> EXERCISE DIRECTIONS
State how many lines in the following entries contain the word "results". No other output.

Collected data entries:
Issue #274, opened 2019-03-13
keyword search stemming is too aggressive


rlskoeser:
We should index page content in both stemmed and unstemmed versions, with boosting on the unstemmed version so that unstemmed matches will be prioritized.

Notes from @mm4CDH :
> Type the word "decadence" and you get results for "decade." That's the tricky one. It's only keyword search where it's a problem.
> It's mostly a problem for reverse stemming, shorter words that live inside big words but you want to search for the short word.

From @mnaydan:
> I remember running into this when I was testing--and might be my fault for not thinking about keyword search implications at the time. Title search seems to be working the best (but still isn't 100% perfect--"pronunciation" returns mostly "pronunciation" for the first ~50 results but we get some "pronunciations" too after that, before more "pronunciation"). "iamb" in keyword search returns "iambe" "iamb" "iambs" all mixed.

When I checked with PUL devs, they said:
> We usually index in both “ssim” (stands for string/stored/indexed/multiple) and “tesim” (tokenized/english/string/indexed/multiple) for that reason
> Although I guess if you’re searching within you probably want it tokenized. :disappointed:

For the unstemmed version, we should consider using a very simple regex tokenization (maybe [Simplified Regular Expression Pattern Tokenizer](https://lucene.apache.org/solr/guide/6_6/tokenizers.html#Tokenizers-SimplifiedRegularExpressionPatternTokenizer) that doesn't throw away all punctuation (which the default tokenization does), because it would be valuable to search on punctuation like `/` or `|` that is used to mark meter. This version of the index may also better support searching for things like AB rhyme scheme notation (since A normally gets thrown out as a stop word).

mnaydan:
The weirdest thing is that some words yield blank results! (e.g., the first 9 results are blank for "decadence" and the first 78 results are blank for "grass"). 

<img width="866" alt="Screen Shot 2020-04-27 at 7 15 15 AM" src="https://user-images.githubusercontent.com/22945600/80368691-1ee5ce80-885b-11ea-8d25-2c993c4aa129.png">

The boosting for the unstemmed words seems to be way better (yay!) but still isn't perfect? (e.g., result 9 for search term "iamb" is "iambe" even though there are more results that are just "iamb"; and when dictionaries and wordlists are included the first result is actually "lambs" (like a baby sheep - OCR error but still, the plural appears first); result 2 for "wheel" is "wheels" and "wheeling"). This might just be as good as it gets, which is pretty good and definitely better than what it was!

[...]

Issue #273, opened 2019-03-08
Installation notes


vineetbansal:
Hello,

I've been able to install/run the ppa application on Windows, but at certain points in the process had to work some installation issues that may be worth your attention. Sorry for dumping all this in one thread - some of these are not really 'issues' but just notes, some may be common knowledge to people working with django (and thus weren't mentioned in the README) but weren't obvious to me, and finally some may be specific to my case.

  - the README explicitly mentions Python 3.5 but everything worked fine for my Python 3.6.3 virtuenenv (except for one minor issue at the end of this list).
  - I had to make up a secret key in local_settings.py before running any `manage` command.
  - The logging mechanism in local_settings.py expects a handler called `console` but this is missing in the `handlers` section. I added something like:
```
        'console': {
            'class': 'logging.StreamHandler',
            'level': 'DEBUG',
            'stream': 'ext://sys.stdout'
        }
```

  - The README makes it seem like one can choose any names for cores/collections (`..using the core/collection names for development and testing that you configured in local settings..`) but really one has no choice in the matter, since `ppa/archive/solr.py` is hardwired to expect `default` as a key. The tests are wired to expect the `test` key (not very sure of this though). The example using `SOLR_CORE` and `SOLR_TEST_CORE` may be confusing here too.

  - On running `manage.py solr_schema`, I found that the code tries to make a connection to
```
http://127.0.0.1:8983/solr/ppa/schema/fieldtypes?wt=json&...
```
i.e. using the `collection` key value in the URL (`ppa`). However, on my SOLR installation (version 7.7.0), this caused a 404, and the correct URL seems to be:
```
http://127.0.0.1:8983/solr/default/schema/fieldtypes?wt=json&...
```
i.e. it uses the `core` name in the URL.
This was also a problem when running the unit tests later. I got around these by simply making sure the collection name matched the core name for both keys in SOLR_CONNECTIONS
```
    'default': {
        'COLLECTION': 'default',  # changed from 'ppa'
    ...
```

  - For the npm stuff, I had to do a `npm install gulp` before anything else.

  - At some point, I remember `manage.py migrate` giving me message like `Your models have changes that are not yet reflected in a migration, and so won't be applied. Run 'manage.py makemigrations' to make new migrations ...`, so I did just that to keep it happy before running migrate.

[...]

PR #333, opened 2020-04-21
solr stemming and readme

kmcelwee:
Issue #274 addressed by changing solr stemming. Issue #273 addressed by updating readme and adding a troubleshooting section.

### DIFF
--- a/README.rst
+++ b/README.rst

> EXERCISE ANSWER
4